INTRODUCTION
Nursing is a healthcare profession focused on the care of individuals, families, and communities, so they may attain, maintain, or recover optimal health and quality of life from conception to death.
Nurses work in a large variety of specialties where they work independently and as part of a team to assess, plan, implement and evaluate care. Nursing Science is a field of knowledge based on the contributions of nursing scientists through peer-reviewed scholarly journals and evidence-based practice.
Nursing process
The nursing process is a modified scientific method. Nursing practice was first described as a four stage Nursing process by Ida Jean Orlando in 1958. It should not be confused with nursing theories or health informatics. The diagnosis phase was added later.
The nursing process uses clinical judgment to strike a balance of Epistemology between personal interpretation and research evidence in which critical thinking may play a part to categorize the clients issue and course of action. Nursing offers diverse patterns of knowing. Nursing knowledge has embraced pluralism since the 1970.

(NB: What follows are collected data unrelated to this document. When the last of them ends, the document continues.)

PR #5102, opened 2018-09-16
Viewer (previously Monitor) role

barecode:
This PR implements a Monitor role for the /metrics, /ibm/api and /IBMJMXConnectorREST endpoints. This monitor role permits only HTTP GET method access to these web resources, allowing for read-only access to Administrator-level information. This addresses a common request from users for  "read only" to this information.


barecode:
Build error appears unrelated.

com.ibm.ws.persistence.utility_fat FAT tests
com.ibm.ws.persistence.utility.fat.DDLGenerationUtilityTest.testScriptSuccess ERROR

java.lang.Exception: 2018-09-16-21:26:41:902 Errors/warnings were found in server com.ibm.ws.persistence.utility.fat logs:
 <br>[9/16/18 21:26:40:158 UTC] 00000031 com.ibm.ejs.j2c.PoolManager                                  E J2CA0046E: Method reserve caught an exception during creation of the ManagedConnection for resource consumerdsNonTxDs, throwing ResourceAllocationException. Original exception: Pool requests blocked, connection pool is being shut down.
 <br>[9/16/18 21:26:40:182 UTC] 00000031 eclipselink.ps.ejb                                           E CWWKD0292E: Exception [EclipseLink-4002] (Eclipse Persistence Services - 2.6.7.WAS-v20180816-0dccd4c): org.eclipse.persistence.exceptions.DatabaseException

barecode:
@NottyCode you had mentioned you didn't care for the "Monitor" name for the role. I've got a few alternates:
* Viewer Role
* Read-Only Role
* No-Touchy Role (super serious about this one)
* Observer Role

I'm open to any of these (specially No-Touchy!) or something better. Getting the externals right is key.

mbroz2:
An obvious choice: https://www.youtube.com/watch?v=V4uV3icrmw0

barecode:
@mbroz2 so then the configuration would look like:
<viewer-role>
  <user>bob</user>
</viewer-role>

The reason for the <viewer-role> tag is to indicate A) its a role B) consistent with <administrator-role>

barecode:
The good news is the term "Viewer" is also much more greppable in the source code - spinning up a commit for the "Viewer Role".

barecode:
#build

barecode:
#build

dev/com.ibm.ws.management.security/resources/OSGI-INF/l10n/metatype.properties
```diff
@@ -18,6 +18,9 @@
 role.administrator=Administrator Role
 role.administrator.desc=A collection of users and/or groups assigned the server administrator role.
 
+role.viewer=Viewer Role
+role.viewer.desc=A collection of users and/or groups assigned the server viewer role.
```
bsbyrd1: A collection of users, groups, or both that are assigned the server viewer role.

barecode:
@bsbyrd1 if you could re-review please! :)

mbroz2:
Not sure if relevant, but do we need to consider how this Viewer role would work with Java Batch roles (which have their own set of roles, including 2 monitor roles)?  I'm guessing we'll just need to update the Java Batch docs, but worth thinking through it if it hasn't been considered yet.

barecode:
I have not explored it. It definitely needs more thought. However, I was pretty sure the Java Batch roles were totally separate (by design) from the Management roles.

dev/com.ibm.ws.microprofile.metrics.private/resources/WEB-INF/web.xml
```diff
@@ -19,17 +19,17 @@
     <servlet-class>com.ibm.ws.microprofile.metrics.privateapi.PrivateMetricsRESTProxyServlet</servlet-class>
     <load-on-startup>1</load-on-startup>
   </servlet>
-  
+
```
mbroz2: I know for 18.0.0.3 mp metrics added a config flag (<mpMetrics authentication="false|true" />) that allows a user to turn off authentication.  Not familiar with the implementation of that, but it would be good to make sure that the flag works correctly with the viewer role as well

barecode: I believe the test flow in MetricsAuthenticationTest covers this. Specifically, it tests accessing the metrics with Administrator, Viewer and then sets the config flag to false and accesses as unauthenticated.

PR #5108, opened 2018-09-17
Update security FAT infra to allow immediate expectations

ayoho:
Updates the common security FAT infrastructure to allow for immediate expectations, meaning we can create an expectation but don't have to specify a test action associated with it. That allows us to do a couple things:
1. We can set an expectation that will be verified every time we attempt to validate a result, not just if the current test action matches the action associated with the expectation. This is helpful for things like checking 200 status codes that we might expect for every web invocation in a sequence of actions.
2. We can be agnostic about whatever the "current test action" is. If my test performs a single action (e.g. a web resource invocation), I no longer have to name that action, pass it as the action I'm performing in the test case, _and_ associate that test action with whatever expectations I set.


ayoho:
#build

ayoho:
#build

Issue #5049, opened 2018-09-11
JAX-RS sub-resources seems to loose message body writer


kdaham:
Imagine the following simple root and sub-resource.

```code
@RequestScoped
@Path("/root")
@Produces(MediaType.APPLICATION_JSON)
public class RootResource {
    @Context ResourceContext rc;

    @Path("sub")
    public SubResource getSubResource() {
        return rc.initResource(new SubResource());
    }

    @GET
    @Path("id/{id}")
    public HashMap<String, String> getId(@PathParam("id") String id) {
        HashMap<String, String> map = new HashMap<>();
        map.put("root", id);
        return map;
    }
}

public class SubResource {

    @GET
    @Path("id/{id}")
    public HashMap<String, String> getId(@PathParam("id") String id) {
        HashMap<String, String> map = new HashMap<>();
        map.put("subId", id);
        return map;
    }
}
```
Deploy that to 18.0.0.2 or latest build produces the following result.

$ curl http://localhost:9080/subresource/resources/root/id/1                                                                                                                                                                                                               20:05:26
HTTP/1.1 200 OK
X-Powered-By: Servlet/4.0
Content-Type: application/json
Date: Tue, 11 Sep 2018 18:05:33 GMT
Content-Language: en-US
Content-Length: 12

{"root":"1"}

$ curl http://localhost:9080/subresource/resources/root/sub/id/1                                                                                                                                                                                                           20:05:33
HTTP/1.1 500 Internal Server Error
X-Powered-By: Servlet/4.0
Content-Type: text/plain
Date: Tue, 11 Sep 2018 18:05:42 GMT
Content-Language: en-US
Content-Length: 83
Connection: Close

No message body writer has been found for class java.util.HashMap, ContentType: */*

If I deploy the same .war to wildfly 11 I get the hashmap converted to json.
Ive also tried annotating the sub-class and methods with @Produces but it doesnt seem to help.

WhiteCat22:
Taking a look, Andy was able to reproduce.

WhiteCat22:
[9/13/18 16:30:28:643 CDT] 00000041 id=bd4c1855 com.ibm.ws.jaxrs21.providers.json.JsonBProvider              > isJsonType Entry  
                                                                                                               */*
[9/13/18 16:30:28:643 CDT] 00000041 id=bd4c1855 com.ibm.ws.jaxrs21.providers.json.JsonBProvider              < isJsonType Exit  
                                                                                                               false
[...]

Issue #2084, opened 2018-02-08
CTS: EE8: JAX-RS bucket: NullPointerException during SseEventSink.send


jkoehler22:
[2/8/18 10:05:06:487 EST] 00000060 com.ibm.ws.webcontainer.srt                                  W WARNING: Cannot set status. Response already committed.
[2/8/18 10:05:06:556 EST] 00000060 com.ibm.ws.webcontainer.srt                                  W SRVE8094W: WARNING: Cannot set header. Response already committed.  Stack trace of errant attempt to set header: 
        at com.ibm.ws.webcontainer.srt.SRTServletResponse.setHeader(SRTServletResponse.java:1748)
        at [internal classes].(Unknown Source)

[2/8/18 10:05:09:356 EST] 0000005a g.apache.cxf.cxf.rt.frontend.jaxrs.3.2:1.0.20.master(id=97)] W java.lang.NullPointerException
	at org.apache.cxf.jaxrs.ext.MessageContextImpl.get(MessageContextImpl.java:88)
	at org.apache.cxf.jaxrs.impl.tl.ThreadLocalMessageContext.get(ThreadLocalMessageContext.java:42)
	at org.apache.cxf.jaxrs.provider.JAXBElementProvider.getAttachments(JAXBElementProvider.java:540)
	at org.apache.cxf.jaxrs.provider.JAXBElementProvider.addAttachmentMarshaller(JAXBElementProvider.java:518)
	at org.apache.cxf.jaxrs.provider.JAXBElementProvider.marshal(JAXBElementProvider.java:443)
	at org.apache.cxf.jaxrs.provider.JAXBElementProvider.writeTo(JAXBElementProvider.java:319)
	at org.apache.cxf.jaxrs.sse.OutboundSseEventBodyWriter.writePayloadTo(OutboundSseEventBodyWriter.java:131)
	at org.apache.cxf.jaxrs.sse.OutboundSseEventBodyWriter.writeTo(OutboundSseEventBodyWriter.java:112)
	at org.apache.cxf.jaxrs.sse.OutboundSseEventBodyWriter.writeTo(OutboundSseEventBodyWriter.java:40)
	at com.ibm.ws.jaxrs21.sse.LibertySseEventSinkImpl.send(LibertySseEventSinkImpl.java:98)
	at com.sun.ts.tests.jaxrs.jaxrs21.ee.sse.sseeventsink.MBWCheckResource.sendJAXBElement(MBWCheckResource.java:129)
[...]

PR #5486, opened 2018-10-24
5049 fix sse npe

WhiteCat22:
https://github.com/OpenLiberty/open-liberty/issues/5049

This PR reverts #2084 and performs a null check in MessageContextImpl.java instead.

### DIFF
--- a/dev/com.ibm.ws.org.apache.cxf.cxf.rt.frontend.jaxrs.3.2/src/org/apache/cxf/jaxrs/ext/MessageContextImpl.java
+++ b/dev/com.ibm.ws.org.apache.cxf.cxf.rt.frontend.jaxrs.3.2/src/org/apache/cxf/jaxrs/ext/MessageContextImpl.java
@@ -86,11 +86,10 @@ public class MessageContextImpl implements MessageContext {
         }
         if (keyValue.equals("WRITE-" + Message.ATTACHMENTS)) {
             // Liberty Change Start - #5049
-            if (m.getExchange().getOutMessage() == null) {
-                return null;
+            if (m.getExchange().getOutMessage() != null) {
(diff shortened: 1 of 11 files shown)


WhiteCat22:
#build

dev/com.ibm.ws.org.apache.cxf.cxf.rt.frontend.jaxrs.3.2/src/org/apache/cxf/jaxrs/ext/MessageContextImpl.java
```diff
@@ -0,0 +1,322 @@
...
+                m.getExchange().put("cxf.io.cacheinput", Boolean.FALSE);
+                throw new WebApplicationException(e, 413);
+            } catch (HeaderSizeExceededException e) {
+                throw new WebApplicationException(e, 413);
+            }
+        }
+        if (keyValue.equals("WRITE-" + Message.ATTACHMENTS)) {
+            // Liberty Change Start - #5049
+            if (m.getExchange().getOutMessage() == null) {
+                return null;
```
andymc12: Hmm... if we return null here, it seems like we might be preventing this method from returning something that might be on the "in" message from the code below - what if we did something like:
```
if (keyValue.equals("WRITE-" + Message.ATTACHMENTS) && m.getExchange().getOutMessage() != null) {
    return m.getExchange().getOutMessage().get(Message.ATTACHMENTS);
```

WhiteCat22:
#build try not returning null

WhiteCat22:
build successful in both cases. We are going to err on the side of caution and not return null when there is no outMessage, but continue through MessageContextImpl.get().

PR #5495, opened 2018-10-25
create custom thread context provider for tests

njr-11:
Create a custom thread context provider that we can use for tests.
It should be possible to include it within a shared library, made available to the application.


njr-11:
#build

njr-11:
build has 3 failures which are duplicates of preexisting issue in unrelated componentry

PR #5520, opened 2018-10-26
Ignore port conflict messages on server stop

brenthdaniel:
The test case doesn't need to actually use the ports it defines, so ignore any port conflict errors.


brenthdaniel:
#build

brenthdaniel:
#build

Characteristics of the nursing process
The nursing process is a Cyclical and Ongoing process that can end at any stage if the problem is solved. The nursing process exists for every problem that the individual/family/community has. The nursing process not only focuses on ways to improve physical needs, but also on social and emotional needs as well.
- Cyclic and dynamic
- Goal directed and client centered
- Interpersonal and collaborative
- Universally applicable
- Systematic.
Phases of Nursing Process
- Assessing phase
- Diagnosing phase
- Planning phase
- Implementing phase
- Evaluating phase.
Assessing Phase: Nursing Assessment
The nurse completes an wholistic nursing assessment of the needs of the individual/family/community, regardless of the reason for the encounter. The nurse collects subjective data and objective data.
Method for data collection
Nursing assessments provide the starting point for determining nursing diagnoses. It is vital that a recognized nursing assessment framework is used in practice to identify the patient's problems, risks and outcomes for enhancing health.
Collecting data
- Client interview
- Physical examination
- Obtaining a health history (including dietary data)
- Family history/report
- Diagnostic data
- Observation
Diagnosing Phase
A nursing diagnosis may be part of the nursing process and is a clinical judgment about individual, family, or community experiences/responses to actual or potential health problems/life processes. Nursing diagnoses are developed based on data obtained during the nursing assessment.
The primary organization for defining, dissemination and integration of standardized nursing diagnoses worldwide is NANDA—International Formerly known as the North American Nursing Diagnosis Association. For nearly 40 years NANDA-1 has worked in this area to ensure that diagnoses are developed through a peer-reviewed process requiring standardized levels of evidence, standardized definitions, defining characteristics, related factors and/or risk factors that enable nurses to identify potential diagnoses in the course of a nursing assessment. NANDA-1 believes that it is critical that nurses are required to utilize standardized languages that provide not just terms (diagnoses) but the embedded knowledge from clinical practice and research that provides diagnostic criteria (definitions, Assessment) and the related or etiologic factors upon which nurses intervene. NANDA-1 terms are developed and refined for actual (current) health responses and for risk situations, as well as providing diagnoses to support health promotion. Diagnoses are applicable to individuals, families, groups and communities.3
Planning Phase
In agreement with the client, the nurse addresses each of the problems identified in the diagnosing phase. When there are multiple nursing diagnoses to be addressed, the nurse prioritizes which diagnoses will receive the most attention first according to their severity and potential for causing more serious harm. For each problem, a measurable goal/outcome it set. For each goal/outcome, the nurse selects nursing interventions that will help achieve the goal/outcome. A common method of formulating the expected outcomes is to use the evidence–based Nursing Outcomes Classification to allow for the use of standardized language which improves consistency of terminology, definition and outcome measures. The interventions used in the Nursing Interventions Classification again allow for the use of standardized language which improves consistency of terminology, definition and ability to identify nursing activities, which can also be linked to nursing workload and staffing indices.
Implementing Phase
The nurse implements the nursing care plan, performing the determined interventions that were selected to help meet the goals/outcomes that were established.
Evaluating Phase
The nurse evaluates the progress toward the goals/outcomes identified in the previous phases. If progress towards the goal is slow, or if regression has occurred, the nurse must change the plan of care accordingly.
The entire process is recorded or documented in order to inform all members of the health care team.